Columns, Opinion

TAMOLA: About Weight Watchers

You know those Pinterest quote boards or your sorority sisters or whatever who talk about loving wildly and doing everything to the extreme and living in the moment and all. You know, that stuff.

That’s kind of how I am with food.

I love food. I try to tell myself whenever I am out at a restaurant, that in an hour or so I’ll be done with the meal anyway so I should get a salad, but then I can only think of that moment and go NAH GONNA GET A FRIED EGG BURGER, but good effort, brain.

My mom knows me very well. When she found out that I would be working at a frozen yogurt store, she said, “Katie…don’t eat the yogurt.”

I responded with, “……….” This is my typical response for situations that entail me knowing, but not willing to acknowledge, that I am a mess.

Carolanne knows. She just knows.

Anyway, I, like most of the customers I encounter, walked on in and thought frozen yogurt. It’s not ice cream. It’s made with skim milk, which is basically kale. Calcium builds strong bones. So I’m basically a healthy tiger. Tigers are apparently my animal standard for health. I’m making such good choices for my body!

No. No. No. Absolutely not. Not again. Bye.

Let me explain. So to reverberate, many people come into my job and talk to me about how the yogurt is a great alternative to ice cream. This I can definitely agree with.

However, last year at my job, they also hired me as the in-shop baker. Tasks included baking mochi (A Japanese rice cake), two different kinds of granola, cream cheese brownies, cheesecake, pumpkin cheesecake, among other things. So you know, I was also eating massive amounts of the cheesecake every day, five to seven times a week.

I don’t even like cheesecake. Alas, a wise man (probably my dad who heard it from another dad because this is such a dad thing to say) once said—if it’s free, it’s for me! I have that company in, that fast track to the diabetes. I continued to do this for a semester or so and didn’t realize that I gained 20 pounds until I went home and my mom as delicately as possible was like, “………..” when I asked her if I looked like I gained weight. This is the kind of situation that makes me feel like parenting is cringe-worthy. My poor mother.

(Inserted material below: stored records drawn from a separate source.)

PR #929, opened 2017-01-14
rtpengine: Add kemi rtpengine_manage0/1

smititelu:
Basically tested it from python script, by grepping for incoming commands on rtpengine side.

IMHO, a nice improvement to the kemi interface would be to detect the number of input parameters given from the script and call the proper function straight ahead.

Can this be merged? Or shall we wait after 5.0 is released?

### DIFF
--- a/src/modules/rtpengine/rtpengine.c
+++ b/src/modules/rtpengine/rtpengine.c
@@ -76,6 +76,7 @@
 #include "../../core/route.h"
 #include "../../core/rpc.h"
 #include "../../core/rpc_lookup.h"
+#include "../../core/kemi.h"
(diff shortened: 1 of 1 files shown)


miconda:
Thanks! Can be merged, but then I would rename rtpengine_manage1() to just rtpengine_manage(), to be in pair with rtpproxy kemi exports.

Variable number of arguments was in the plan, but iirc I couldn't find an easy way in python embed api to get the number of parameters (and didn't get much spare time to dig in more). Anyhow, I think in python it is always the same number of parameters given to a function call, just that those not provided explicitely have the default value specified when defining the function.

PR #930, opened 2017-01-14
kamailio-basic-kemi.cfg: add WITH_DB_TEXT

smititelu:
This is for the people out there (me included) who don't want to install mysql to play with kamailio:
- comment out ``#!define WITH_DB_MYSQL`` (still used by default)
- set the right ``DB_TEXT_DIR``, to match ``kamailio_path/misc/examples/kemi/db_text`` (absolute path is needed; I tried with relative path and it did not work)
- add users/passwords by editing ``kamailio_path/misc/examples/kemi/db_text/subscriber`` file

Hope it's helpful. Enjoy!

### DIFF
--- a/misc/examples/kemi/db_text/acc
+++ b/misc/examples/kemi/db_text/acc
@@ -1,0 +1,1 @@
+time(int) method(str) from_tag(str) to_tag(str) callid(str) sip_code(str) sip_reason(str) src_user(str) src_domain(str) src_ip(str) dst_ouser(str) dst_user(str) dst_domain(str)
--- a/misc/examples/kemi/db_text/address
+++ b/misc/examples/kemi/db_text/address
@@ -1,0 +1,1 @@
+id(int) grp(int) ip_addr(str) mask(str) port(int) tag(str)
--- a/misc/examples/kemi/db_text/bkp
+++ b/misc/examples/kemi/db_text/bkp
@@ -1,0 +1,1 @@
+src_user(str) src_domain(str) src_ip(str) dst_ouser(str) dst_user(str,null) dst_domain(str,null)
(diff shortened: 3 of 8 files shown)


miconda:
The examples in this folder are intended to reflect the equivalent of etc/kamailio-basic.cfg.

Then I think than embedding the db_text tables is a wrong approach. They can be installed using kamdbctl and that will ensure they are having the proper structure. Now, for example, a change in subscriber table structure has to be propagate manually in the new subfolder 'db_text'.

Moreover, there is a bkp table which I don't think it comes from default kamailio.

I think we should try find another alternative for hosting this, but not merge it into examples/kemi.

smititelu:
@miconda I agree, generating the db_text tables instead of manually managing them is definitely a better approach. That 'bkp' table is just a leftover file that I forgot to remove.

Maybe an approach would be to add a new kamailio-basic-dbtext.cfg in ``etc/``, with dbtext only pointing to kamdbctl regenerated tables in ``misc/scripts/dbtext/ser_db/``; also, from what I see, one could use the existing ``misc/scripts/dbtext/ser_db/ser_dbtext.sh`` script to install the dbtext table files in specific location.

miconda:
No new file should go in etc/ . The folder should be cleaned up anyhow. It is supposed to include only default config files to be used in packages.

Any other config examples have to go in misc/examples/ ... or we should create a dedicated repo not to end up with a ton of configs that need to be fetched every time with the code.

kamdbctl from utils/kamctl/ should be used for installing the db_text table files.

miconda:
I am closing this one, if there is anything else you want to discuss, then reopen or make a new pull request based on the comments above.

So then I joined Weight Watchers. What a riveting experience. As a 22-year-old, I felt this weird stigma/shame for being on such a serious diet. Also, the U.S. News & World Report Number One Plan for Weight Loss breaks the bank. A three-month commitment was like $60 and then they email you about 17 times a day if you don’t renew your subscription. The experiences I’ll hold closest to my heart would probably be those that involve my “point-tracker” app passive-aggressively yelling at me whenever I didn’t reach a weight loss goal.

This message pops up on your screen:

“Oh…looks like you gained some weight.”

Are. You. Kidding. You sound like a disappointed grandma. Just give it to me straight, Brenda. Tell me to stop eating cheesecake or to offset it with a string bean or two. Damn.

I no longer am doing the whole Weight Watchers extravaganza because I just am not able to commit. It was great though. Shout out to all you fly humans doing Weight Watchers. I hope you save up all your activity points and treat yourself to several shots of tequila.

With diabetes affecting 29.1 million Americans and also being the seventh leading cause of death in this country, according to the American Diabetes Association, there are many reasons why I and others should make more of an effort to be healthy.

However, nothing is more annoying than listening to other people telling you that you have to be healthy. I think we all know that we shouldn’t binge-drink, binge-eat, binge-text, really binge anything. Sometimes people do these things anyway. I know I do.

I’m hoping I’ll figure a dietary balance out one day and replace my cheesecake snacking with some celery or something.

All in all, I’m really banking on one of my super smart classmates from grade school to invent a magical science top hat that makes me have the cardiovascular system of an Olympian and/or look like Heidi Klum. Hopefully by 2027, as I won’t be young forever. Weight Watchers could even rule the world by then.